Le choix d’Hambourg pour accueillir l’exposition ne doit rien au hasard. La ville est connue pour son port. Comment comptez-vous renforcer les liens culturels, artistiques et économiques entre Hamburg et le continent africain ?
La ville d’Hamburg à travers son activité portuaire est très ouverte et connectée au monde. On dit en Allemand « Hamburg das Tor zur Welt » (Hamburg la porte ouverte sur le monde). Je suis née à Hambourg, c’est donc naturellement que nous avons souhaité ouvrir la galerie Melbye-Konan dans cette belle ville.
Historiquement, le port de Hamburg et les commerçants Hambourgeois ont eu un lien étroit avec l’Afrique. Les marchandises mais aussi des objets d’arts ont circulé entre leurs mains. Il est bien de noter que l’Allemagne est le deuxième acheteur de cacao en Côte d’Ivoire après les États-Unis et la deuxième nation à avoir reconnue l’indépendance de la Côte d’Ivoire après la France. Il y a une dynamique qui est en train de se mettre en place à la fois au niveau culturel et économique. Notamment, à travers le Compact With Africa mis en place par la Chancelière Angela Merkel. Nous apporterons notre modeste contribution à accroître l’intensité de cette dynamique par les expositions et les échanges culturelles qui seront proposées aux Allemands. De plus, nous sommes en programmation de projets et expositions avec des musées en Allemagne. Nous pensons que cela participera activement à donner une meilleure attractivité pour le continent africain.
Vous défendez aussi une vision euro-africaine. Dans le cadre de la saison culturelle Africa 2020 organisée par la France, quel message souhaiteriez-vous adresser à la commissaire Ngoné Fall ?

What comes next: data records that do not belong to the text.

PR #11, opened 2024-05-28
EB-58: Open Jbrowse in new tab

RMCrean:
Hi @kwentine, it seems to be working nicely. Please take a look and let me know what you think. 

In summary: 
 
Instead of the Browser tab for each species, a button is now shown on each tab:
image

This button includes the config in the address as planned, so you're taken to something like this currently. 
Screenshot from 2024-05-28 13-43-31

I'm not fussed on exactly we keep/how we style the JBrowse page or the exact styling of the button etc.. but that should be easy enough to change later (as you may be able to see, we can control what part of the header/footer is included in the genome-browser page by modifying `hugo/layouts/_default/baseof.html `).

Thanks!


hugo/content/species/aspergillus_nidulans/_index.md
```diff
@@ -12,6 +12,7 @@ img_attrib_text: "[EDIT]"
 img_attrib_link: [EDIT]
 
 lineage_data_path: "aspergillus_nidulans/taxonomy"
+jbrowse_config: "/data/aspergillus_nidulans/config.json"
```
kwentine, line 15: If we are consistent (and who wouldn't strive for that), `species/<latin name>/_index.md` references `/data/<latin name>/config.json` so `jbrowse_config` could be inferred. This would also avoid typos. I don't know the right way to achieve this though. Maybe using Hugo [archetypes](https://gohugo.io/content-management/archetypes/)  for species, and the [`Dir`](https://gohugo.io/methods/page/file/#dir) method ? That would be fancy, we could do `hugo new content species/<latin name>/_index.md` 😎

hugo/layouts/_default/baseof.html
```diff
@@ -4,20 +4,34 @@
...
-                          <div class="row">
-                              <div class="col-md-3 order-md-first toc small">{{- partial "toc.html" . -}}</div>
-                              <div class="col-md-9 order-md-last content" id="content">{{- block "main" . }}{{- end }}</div>
-                          </div>
-                  {{ else }}
-                          {{- block "main" . }}{{- end }}
-                  {{ end }}
-          </div>
+
+            {{ if $isGenomePage }}
```
kwentine, line 16: To avoid the multiplication of conditional guards, it would be possible to define a dedicated layout used by the browser page: `layouts/browser/baseof.html`  But that refactoring could be attempted in another PR.

hugo/layouts/partials/open_browser.html
```diff
@@ -0,0 +1,19 @@
...
+    {{ $parentPage := .Parent }}
+    {{ $configFile = $parentPage.Params.jbrowse_config | urlize }}
+{{ end }}
+{{ $browserURL := print .Site.BaseURL "genome-browser/?config=" $configFile }}
+
+<div class="row mt-3 mb-3">
+    <div class="col-12 scilife-subsection text-center">
+        <a href="{{ $browserURL }}" target="_blank">
+            <button class="btn btn-lg" title="open the genome browser in a new tab">
+                Click here to open the genome browser
```
kwentine, line 14:
```suggestion
                Browse the genome
```

hugo/layouts/partials/species_nav.html
```diff
@@ -13,14 +13,16 @@
 
     </li>
     {{ range where .CurrentSection.Pages "Section" $currentSection }}
-    <li class="nav-item">
 
-        {{ if eq $current_page .Page }}
-            <a class="nav-link active" href="{{ .RelPermalink }}"> {{ .Name }} </a>
-        {{ else }}
-            <a class="nav-link" href="{{ .RelPermalink }}"> {{ .Name }} </a>
+        {{ if ne .Name "Browser" }}
```
kwentine, line 17: Is this necessary, since `species_browser.html` was deleted ?

kwentine (commented):
I think this is the way to go 👍🏻 I made some suggestions, but none is blocking. Let me know what you think!

hugo/layouts/_default/baseof.html
RMCrean: Yes, that sounds good. I suppose we can do this once we have feedback about exactly what should be included in the browser page (header/footer wise).

hugo/content/species/aspergillus_nidulans/_index.md
RMCrean: Great idea! I have implemented it now with Hugo in commit [79c3ce3](https://github.com/ScilifelabDataCentre/swedgene/pull/11/commits/79c3ce38d31bda8ab8fb6c7983be4644bb4441ab) 

I have made a note to also do this with some other params, but will save that for another time as a bit out of scope of this PR.

hugo/layouts/partials/species_nav.html
RMCrean: Good point. I've removed it now in this commit: [79c3ce3](https://github.com/ScilifelabDataCentre/swedgene/pull/11/commits/79c3ce38d31bda8ab8fb6c7983be4644bb4441ab)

Nous pensons que c’est une excellente initiative prise par la Président de la République Française, M. Emmanuel Macron. Cela nous permettrait de mettre en lumière les talents du milieu culturel venant du continent ou s’inspirant de la culture africaine dans toute sa diversité, car l’Afrique c’est 54 nations indépendantes avec chacune ses spécificités culturelles. Notre souhait serait que cette initiative prenne une dimension européenne. Nous sommes confiants sur la volonté de Ngoné Fall à créer les conditions d’une réussite globale autour de cette saison culturelle en dépit des contraintes liées à la pandémie actuelle et nous nous tenons à ses côtés.
Comment les regards des Allemands évoluent sur l’Afrique selon vous ?
Le regard des Allemands par rapport au continent africain évolue. Ce continent commence à susciter leur intérêt donc nous avons bon espoir que cela s’intensifie. Mais beaucoup d’Allemands, faute d’informations, ont toujours une image négative de l’Afrique remplie des clichés (pauvreté, guerre, maladies, etc.). Avec la galerie, nous souhaitons également sensibiliser les gens et contribuer à donner une image positive de l’Afrique à travers également les travaux menés par Yannick Ackah, Belén, Jean-Laurent Koné Zié. C’est la mission que chaque Africain de la diaspora doit se donner pour redonner une belle attractivité à notre continent.